En los doce cuentos de Las cosas que perdimos en el fuego, presentación ante el lector español de Mariana Enriquez (Buenos Aires, 1973) aunque en el mercado latinoamericano ya había publicado varios libros, parecen convocarse los trazos de lo que podríamos llamar literatura de terror. Ese terror, como dice el cliché, parece a veces incardinarse o derivarse de lo cotidiano. Otras veces, uno diría que para muchos personajes el terror se intuye en un primer momento preferible a lo cotidiano, que empieza a surgir en sus vidas como fórmula de escape o corrección frente a lo que una mirada restrictiva está dispuesta a considerar ‘realidad', sólo para acabar topando con otra realidad sórdida e intuida en duermevela que, por supuesto, remite a la primera en un bucle perturbador.
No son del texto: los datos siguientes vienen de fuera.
PR #161, opened 2022-01-03
Add local validation framework for GEMD objects

kroenlein:
Right now, all validation is performed server side with no constraints or feedback to users client side when types or values are inconsistent with templates.  This PR does two things:

1. It adds automatic validation code at every level of value assignment so that a user can receive feedback immediately when a bound is violated.
2. It adds the ability for the user to control whether the inconsistencies with bounds are ignored, are a warning, or are fatal.  The default here is Warning, which will make existing scripts noisier but will not break existing workflows.  It is proposed that we consider changing the default to Fatal when we release gemd-python 2.0.

Note that there is no guarantee that an object can be validated since any template could just be referenced by LinkByUID,  in which case we have no local knowledge of its bounds.

### DIFF
--- a/gemd/entity/bounds_validation.py
+++ b/gemd/entity/bounds_validation.py
@@ -32,7 +32,7 @@ def set_validation_level(level: WarningLevel):
 
 
 @contextmanager
-def validation_context(level: WarningLevel):
+def validation_level(level: WarningLevel):
     """Provide a context for setting a WarningLevel locally."""
     global BOUNDS_VALIDATION
     # Swap values and store
--- a/gemd/entity/object/has_parameters.py
+++ b/gemd/entity/object/has_parameters.py
@@ -1,16 +1,14 @@
 """For entities that have parameters."""
 from gemd.entity.has_dependencies import HasDependencies
+from gemd.entity.object.has_template_check_generator import HasTemplateCheckGenerator
 from gemd.entity.template.has_parameter_templates import HasParameterTemplates
 from gemd.entity.attribute.parameter import Parameter
 from gemd.entity.setters import validate_list
 
-from abc import abstractmethod
-from typing import Union, Iterable, List, Set, Callable, TypeVar
-
-T = TypeVar('T')
+from typing import Union, Iterable, List, Set
 
 
-class HasParameters(HasDependencies):
+class HasParameters(HasTemplateCheckGenerator, HasDependencies):
     """Mixin-trait for entities that include parameters.
 
     Parameters
@@ -28,10 +26,6 @@ class HasParameters(HasDependencies):
     def parameters(self) -> List[Parameter]:
         """Get the list of parameters."""
         return self._parameters
-
-    @abstractmethod
-    def _generate_template_check(self, validate: Callable[[T], bool]) -> Callable[[T], T]:
-        """Generate a closure for the object and the validation routine."""
 
     @parameters.setter
     def parameters(self, parameters: Iterable[Parameter]):
--- a/gemd/entity/object/has_parameters.py
+++ b/gemd/entity/object/has_parameters.py
@@ -1,4 +1,5 @@
 """For entities that have parameters."""
+from gemd.entity.template.has_parameter_templates import HasParameterTemplates
 from gemd.entity.attribute.parameter import Parameter
 from gemd.entity.setters import validate_list
 from gemd.entity.bounds_validation import get_validation_level, WarningLevel
@@ -30,7 +31,8 @@ class HasParameters(object):
             # if Has_Templates hasn't been called yet, it won't have a _template attribute
             template = getattr(self, "template", None)
             level = get_validation_level()
-            accept = level == WarningLevel.IGNORE or template is None \
+            accept = level == WarningLevel.IGNORE \
+                or not isinstance(template, HasParameterTemplates) \
                 or self.template.validate_parameter(x)
 
             if not accept:
--- a/gemd/entity/object/has_parameters.py
+++ b/gemd/entity/object/has_parameters.py
@@ -3,10 +3,11 @@ from gemd.entity.has_dependencies import HasDependencies
 from gemd.entity.template.has_parameter_templates import HasParameterTemplates
 from gemd.entity.attribute.parameter import Parameter
 from gemd.entity.setters import validate_list
-from gemd.entity.bounds_validation import get_validation_level, WarningLevel
-from gemd.entity.dict_serializable import logger
 
-from typing import Union, Iterable, List, Set
+from abc import abstractmethod
+from typing import Union, Iterable, List, Set, Callable, TypeVar
+
+T = TypeVar('T')
 
 
 class HasParameters(HasDependencies):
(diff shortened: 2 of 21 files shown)


sfriedowitz:
I am going to start looking at this one now @kroenlein

bfolie:
From a quick glance, the logic looks fine. I think that the relevant discussion here is not how to do local validation but whether to do it at all.

There are good reasons to only do validation server-side: it localizes the validation logic in one place and the server has access to all of the relevant information, while the client may only know about link-by-uids. So if we're going to add client-side validation code then there should be a clear and compelling reason. What's the relevant user story for which this is a significant benefit? Is there a JIRA ticket? And if there is a relevant user story, could be solve the problem with a faster failure and/or more clear error message from the server?

kroenlein:
> From a quick glance, the logic looks fine. I think that the relevant discussion here is not how to do local validation but whether to do it at all.
> 
> There are good reasons to only do validation server-side: it localizes the validation logic in one place and the server has access to all of the relevant information, while the client may only know about link-by-uids. So if we're going to add client-side validation code then there should be a clear and compelling reason. What's the relevant user story for which this is a significant benefit? Is there a JIRA ticket? And if there is a relevant user story, could be solve the problem with a faster failure and/or more clear error message from the server?

https://citrine.atlassian.net/browse/PLA-5806

gemd/entity/bounds_validation.py
```diff
@@ -0,0 +1,43 @@
...
+
+
+def set_validation_level(level: WarningLevel):
+    """Set the value of the BOUNDS_VALIDATION."""
+    global BOUNDS_VALIDATION
+    BOUNDS_VALIDATION = WarningLevel(level)
+
+
+@contextmanager
+def validation_context(level: WarningLevel):
```
sfriedowitz, line 35: Defining custom contexts with this decorator is something I haven't used before, so I'm mainly just curious.

Is this used in the form of `with validation_context(level): do things...` ?

If so, would naming it `validation_level` fit better gramatically?

gemd/entity/object/has_parameters.py
```diff
@@ -24,4 +27,20 @@ def parameters(self):
 
     @parameters.setter
     def parameters(self, parameters):
-        self._parameters = validate_list(parameters, Parameter)
+        def _template_check(x: Parameter) -> Parameter:
```
sfriedowitz, line 30: This internal method `_template_check` is roughly identical to the above for conditions. Can we abstract it out and pass the `accept` condition as a lambda function maybe?

gemd/entity/bounds_validation.py
kroenlein: You are correct in how it is used, and your suggestion makes sense grammatically.  My only hesitation would be if having `get_validation_level`, `set_validation_level` and `validation_level` methods would be confusing.  I'm inclined to say `It'll be fine.`

gemd/entity/object/material_spec.py
```diff
@@ -58,7 +61,25 @@ def properties(self):
 
     @properties.setter
     def properties(self, properties):
-        self._properties = validate_list(properties, PropertyAndConditions)
+        def _template_check(x: PropertyAndConditions) -> PropertyAndConditions:
```
sfriedowitz, line 64: Same thing. This is identical to `conditions` and `parameters`, and could probably be re-used.

bfolie:
> Sorry, I should have included this in the initial description: https://citrine.atlassian.net/browse/PLA-5806

One of the last comments on that ticket is "This card was iced because this is best accomplished in the backend ("client validation is no validation")". Is this actually best accomplished in the client or are you doing it because nobody is picking up the backend work?

sfriedowitz (commented):
I didn't study the tests in excruciating detail, but the validation logic seems okay with me. 

I think it would be worth while to find a way to reduce code duplication on those internal methods. I also think `validation_level` makes more sense as the context manager if you feel so inclined to make that change.

kroenlein:
> > Sorry, I should have included this in the initial description: https://citrine.atlassian.net/browse/PLA-5806
> 
> One of the last comments on that ticket is "This card was iced because this is best accomplished in the backend ("client validation is no validation")". Is this actually best accomplished in the client or are you doing it because nobody is picking up the backend work?

We now have register_all w/ a validation check (dry_run) and most of its behaviors around large checks have been resolved with the batching work.  This is better than what existed at the initial time of request.  In order to do better, we would need to increase the batch size to arbitrarily large (10k?).  So you are still left with a situation where an ingestor must run for hours before you get feedback that your cell was misformatted (a test that could be done in 10 minutes for a large dataset).  As well, the information returned by the platform is well-separated from the actual data error, making it much harder to understand what actually needs fixing.

tldr; I'd say it's better accomplished in the client, and we've pushed server side to as good as it can get.

gemd/entity/object/has_parameters.py
kroenlein: The methods are very similar, but would require a closure for construction since (ignoring the type checking) they depend on `HasXXXXTemplates` and `validate_XXXX`.  There's also no mixin parent class here, though I can certainly build one (or just create a local util package) if DRY suggests this is the wiser route.

kroenlein: I've created a centralized _template_check closure generator in HasTemplates, and then has HasSpec piggy back on it since I didn't want to implement it twice.

gemd/entity/object/material_spec.py
kroenlein: Addressed as well.

gemd/entity/object/has_template_check_generator.py
```diff
@@ -0,0 +1,71 @@
...
+        function(Attribute)
+            If the attribute is inconsistent, ignores, warns or dies based on get_validation_level
+
+        Raises
+        ------
+        ValueError
+            If `value` is not one of the allowed types or if mapping types fails.
+
+        """
+        # Determine which class `validate` is from, so we can type check the object template
```
sfriedowitz, line 44: I think there is a comment missing at the top of this block here that explains the problem that this module inspection stuff is solving.

As far as I understand it, you are passing a `validate` function which is referencing a method to some class. You need to check which module you are in and find the class type that is passing the function and use that class type in the closure you are generating. Is that correct? If so, at the top of this blob I think you should write clearly the problem this is solving. 

The inline comments help, but clearly stating the problem that this is addressing will make it easier to read for the next maintainer.

gemd/entity/object/has_template_check_generator.py
```diff
@@ -0,0 +1,71 @@
...
+
+class HasTemplateCheckGenerator(ABC):
+    """Mix-in trait for objects that can generate a Check Template closure."""
+
+    @property
+    @abstractmethod
+    def template(self) -> Union[BaseTemplate, LinkByUID]:
+        """Get the object template associated with this object."""
+
+    def _generate_template_check(self,
```
sfriedowitz, line 22: Can you add in this docstring a comment describing the signature of the returned closure function please? The comment `Generate a closure for the object and the validation routine.` is not as clear as one would hope.

E.g. "The generated closure references the class type that calls this method, and takes as argument a value to validate. The value is checked against blah blah..."

sfriedowitz (changes requested):
I think the inheritance structure is much improved with this iteration.

I am requesting some additional comments on the critical method so that the next reader has an easier time with this.

gemd/entity/object/has_template_check_generator.py
```diff
@@ -0,0 +1,89 @@
...
+                                 validate: Callable[["HasTemplateCheckGenerator", T], bool]
+                                 ) -> Callable[[T], None]:
+        """
+        Generate a closure for the object and the validation routine.
```
sfriedowitz, line 26: 🙇

sfriedowitz (approved):
LGTM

¿Y cuál es esa primera realidad? Por ejemplo, la historia argentina, en particular la que coincide con la peripecia individual y generacional de la autora, que aquí puede ser vista desde la capital o la provincia, la periferia degradada o el desierto, la frontera o el corazón del país. Pero también, la estructura misógina de una sociedad que se traduce en microinstituciones tocadas por lo enfermizo, como el barrio, la familia, la pareja (una colección de hombres grises o agresivos, cuando no ambas cosas, recorren estas páginas; todos son reconocibles y verosímiles, sin sombra de maniqueísmo). O la clase social, que de hecho queda registrada como otra frontera interior, peligrosa si se franquea, pero imposible de omitir sin caer en el cinismo. Como se ve, hablar de literatura de terror era sólo empezar a explicarse.
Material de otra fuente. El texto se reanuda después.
PR #162, opened 2022-01-06
Update Travis to test up to 3.10

kroenlein:
Python 3.10 is currently considered stable, so we should be testing against it.  This augments the tests that Travis runs to do this, and propagates the need to support Python 3.10 to required packages.


kroenlein:
Almost 12 minutes is required for 3.11-dev to build pandas, which is required for 2 tangential tests.  This may motivate dropping 3.11-dev from the proposed suite of tests.

bfolie:
> Almost 12 minutes is required for 3.11-dev to build pandas, which is required for 2 tangential tests. This may motivate dropping 3.11-dev from the proposed suite of tests.

I agree. It's highly unlikely that our customers are using the in-development version of python, and we can cross any relevant bridges when it is officially released.

.travis.yml
```diff
@@ -1,8 +1,16 @@
 language: python
+dist: bionic
 python:
 - '3.6'
 - '3.7'
 - '3.8'
+- '3.9'
+- '3.10.0'
+- '3.10.1'
```
bfolie, line 9: Why explicitly test both 3.10.0 and 3.10.1?

.travis.yml
```diff
@@ -1,8 +1,16 @@
 language: python
+dist: bionic
 python:
 - '3.6'
```
bfolie, line 4: Weren't we going to drop 3.6?

.travis.yml
kroenlein: Because there is no Travis option for just `3.10`; only `3.10.0`, `3.10.1` and `3.10-dev`.  I'm okay with dropping `3.10.0` but had it in there because conda doesn't have a 3.10.1 build yet so I wanted to be able to make sure that anything that went wrong was not because of a 3.10.0 v. 3.10.1 difference.

https://docs.travis-ci.com/user/languages/python/

.travis.yml
kroenlein: One of our customers is currently using 3.6 to run their ingest pipeline.  The customer team is following up to understand why that is, but so long as it is we need to support it.

.travis.yml
bfolie: To clarify, nothing went wrong with 3.10.1, correct?

bfolie (approved):

PR #166, opened 2022-05-04
as strings are iterables this was not working as intended

lkubie:
If a user passes a string into what should be a list, make a list where the only element is the string.


kroenlein (changes requested):
Generally looks good.  Can we get a test?

lkubie (commented):
Thanks for the test!!

kroenlein (approved):
With tests added, this looks good.

PR #244, opened 2025-04-01
fix: get hostname consistently

### LINKED ISSUE #242: `nh home` on darwin should use same hostname logic as `nh darwin`
Here is what we us on `nh darwin`
https://github.com/nix-community/nh/blob/7bd0d00a3f1aab85a7e29d34b4f1f6744263e6c3/src/darwin.rs#L36-L65

`nh home` use the same logic as `nh os`
https://github.com/nix-community/nh/blob/7bd0d00a3f1aab85a7e29d34b4f1f6744263e6c3/src/home.rs#L173-L177

https://github.com/nix-community/nh/blob/7bd0d00a3f1aab85a7e29d34b4f1f6744263e6c3/src/nixos.rs#L66-L73

> I'm using the master branch (`4.0.0-beta.11`), and `nh home switch` doesn't work on darwin, since my flake exports the hostname without `.local`, but `nh` is trying to switch using `.local`.
> 
> The fix in my case would be if `nh` trimmed off the domain part of the hostname with:
> ```rust
> let hostname = hostname::get();
> let hostname.split_once('.').map(|(hostname, _)| hostname).unwrap_or(hostname);
> ```
> For now, I don't know if there's any solution here? I just can't use `nh home` on my darwin setup. 

 _Originally posted by @tqwewe in [#149](https://github.com/nix-community/nh/issues/149#issuecomment-2765995406)_

thecaralice:
Fixes #242

### DIFF
--- a/src/util.rs
+++ b/src/util.rs
@@ -74,3 +74,31 @@ impl MaybeTempPath for (PathBuf, TempDir) {
         self.0.as_ref()
     }
 }
+
+pub fn get_hostname() -> Result<String> {
+    #[cfg(not(target_os = "macos"))]
+    {
+        use color_eyre::eyre::Context;
+        Ok(hostname::get()
+            .context("Failed to get hostname")?
+            .to_str()
+            .unwrap()
+            .to_string())
+    }
+    #[cfg(target_os = "macos")]
+    {
+        use color_eyre::eyre::bail;
+        use system_configuration::{
+            core_foundation::{base::TCFType, string::CFString},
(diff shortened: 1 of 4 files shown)


src/util.rs
```diff
@@ -4,7 +4,7 @@ use std::path::{Path, PathBuf};
 use std::process::Command;
 use std::str;
 
-use color_eyre::{eyre, Result};
+use color_eyre::{eyre, eyre::bail, eyre::Context, Result};
```
ToyVo: This is what I get running `fix.sh` in your branch
```suggestion
use color_eyre::{eyre, eyre::bail, Result};
```

PR #248, opened 2025-04-22
generations: clean up; make the implementation faster

NotAShelf:
I've noticed that the `nh os info` command can get a little slow on older hardware. This MR applies some micro-optimizations that I have not bothered with in my PR prior to help with performance on lower-end devices. It yields around 10% faster command execution on my i3-3300Y, and saves around 30ms on my desktop system.


NotAShelf:
Merged on green

PR #251, opened 2025-04-23
build: bump deps

NotAShelf:
Update to NixOS 24.11 (which is the current stable) from NixOS 24.05. Our cargo version is already outdated, and it errors when dependencies are updated.


Eveeifyeve:
prepare for the missile 25.05 is coming out soon.

PR #252, opened 2025-04-24
search: allow caching results; new interface & local endpoints

NotAShelf:
Includes three new changes: channel deprecation, result caching, and fallback search methods. Additionally, those changes are documented in a newly added changelog.

## Changes

We now mark NixOS 24.05 as deprecated, and hard-error if the user attempts to search with a deprecated channnel; NixOS considers those insecure, and so should we.

More importantly, search results can now be cached locally to help with performance of subsequent searches, and reduce network requests. With long cache durations, it might even be possible to support *fully* offline search but I have different ideas on how to approach this. The cache system stores results in the `$HOME/.cache/nh` directory with filenames based on a hash of the query and channel. Cache entries include timestamps and expire after 3600 seconds by default, though this duration is configurable via the new `--cache-duration` option. Users can toggle caching with the `--use-cache` flag. Worth nothing that the cache files are *not* cleaned automatically, maybe the nh module can handle that.

When primary elasticsearch searches fail (happens more often than I'd like to see), the system can now fall back to alternative methods. These include checking a local file specified by `--fallback-file` or querying custom endpoints provided through `--fallback-endpoints`. Fallback endpoints support template variables like `{channel}` and `{query}` for dynamic requests. This mechanism is activated only if the primary search fails and can be disabled with `--use-fallback=false` if so desired.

En Las cosas que perdimos en el fuego, aparecen elementos tan propios del género como la casa encantada, los aparecidos (¿o desaparecidos?) en carreteras, los niños malditos, una procesión siniestra que podría firmar Poe (pero que también, para que imaginen la ductilidad de la propuesta, podría filmar el Rob Zombie de The Lords of Salem), el espectro de un psicópata… La idea de una ola de mujeres que se prenden fuego voluntariamente para retar al patriarcado es desoladora y de una crueldad finísima.
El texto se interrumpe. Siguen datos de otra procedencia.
PR #259, opened 2025-04-26
search: allow returning output in JSON format

NotAShelf:
Passing `--json`, or defining `NH_SEARCH_JSON`, will now output search results in the JSON format.


viperML (approved):

NotAShelf:
I think the env var is enabled in headless contexts, or just for having it *always* omit JSON. Doesn't really cost us anything, so I'm in favor of having it.

PR #261, opened 2025-04-27
use SUDO_ASKPASS program if set

dvishal485:
A GUI based popup seems more "intuitive" when calling `sudo` internally, as the application just asking for password with sudo on terminal "feels" like hijacking the program. Ofcourse that is not the case, it is completely personal opinion, but you may want to consider this.

Also for those with `sudo` enabled with fingerprint access, it is much more difficult to deal with terminal, as default configuration makes you go for "three fingerprint attempts" before it asks you for password. So if you do not want to use fingerprint, but password instead, normally for programs running with `sudo` (say `sudo echo hello`), you can just <kbd>Ctrl</kbd>+<kbd>C</kbd> during the first attempt, and then password input appears. But since `nh` calls it internally, <kbd>Ctrl</kbd>+<kbd>C</kbd> just halts the execution instead of `nh` instead of letting `sudo` handle it.

Hence running `sudo` with `-A` flag makes sense. But since not everyone have a askpass setup right away, one can conditionally check for the environment variable `SUDO_ASKPASS` (at runtime), and if set, then run `sudo` with `-A` flag to let the ask pass program handle password entry stuff in more "elegant" way.

It will be convenient to both `SUDO_ASKPASS` users and non-users since it will be checked to trigger `sudo`, and hence experience will either remain the same or improve.

Here is an example configuration for nixos for `SUDO_ASKPASS` config which presents a GUI prompt, and if GUI is not available (say running from tty) password is input fallback is done on terminal.

```nix
{ config, pkgs, ... }:
{
  environment.sessionVariables =
    let
      prompt = "Input password for elevated privilages";
      gui-askpass =
        if config.programs.ssh.enableAskPassword then
          "${config.programs.ssh.askPassword} '${prompt}'"
        else
          "${pkgs.zenity}/bin/zenity --password --title='${prompt}'";
      wrapped-askpass = pkgs.writeScriptBin "sudo-askpass" ''
        #!/usr/bin/env sh
        ${gui-askpass} || (read -s -p 'Input Password: ' password && echo $password && unset password)
      '';
    in
    {
      SUDO_ASKPASS = "${wrapped-askpass}/bin/sudo-askpass";
    };
}
```

### DIFF
--- a/src/commands.rs
+++ b/src/commands.rs
@@ -84,8 +84,9 @@ impl Command {
             };
 
             // use NH_SUDO_ASKPASS program for sudo if present
-            let cmd = if std::env::var("NH_SUDO_ASKPASS").is_ok() {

Pero tanto horror, además de fascinar como está obligado a hacerlo toda propuesta sólida y atractiva que tenga cabida en el género, se acaba revelando hecho de densidad política y analítica. En las tres citas siguientes caben la visión que Enriquez ofrece de su generación, “nosotras odiábamos a la gente inocente”; de la patria, “todos caminamos sobre huesos, es cuestión de hacer agujeros profundos y alcanzar a los muertos tapados”; y de las relaciones humanas en la época del aislamiento digital, “la gente triste no tiene piedad”. Y así, su libro se lee de una sentada, y de paso confirma que con Selva Almada, Samanta Schweblin, Ariana Harwicz o Macky Chuca, todas nacidas en los setenta, Mariana Enriquez representa a una generación que sabe afrontar lo enfermizo y pesadillesco para explicarse esa realidad insalvable.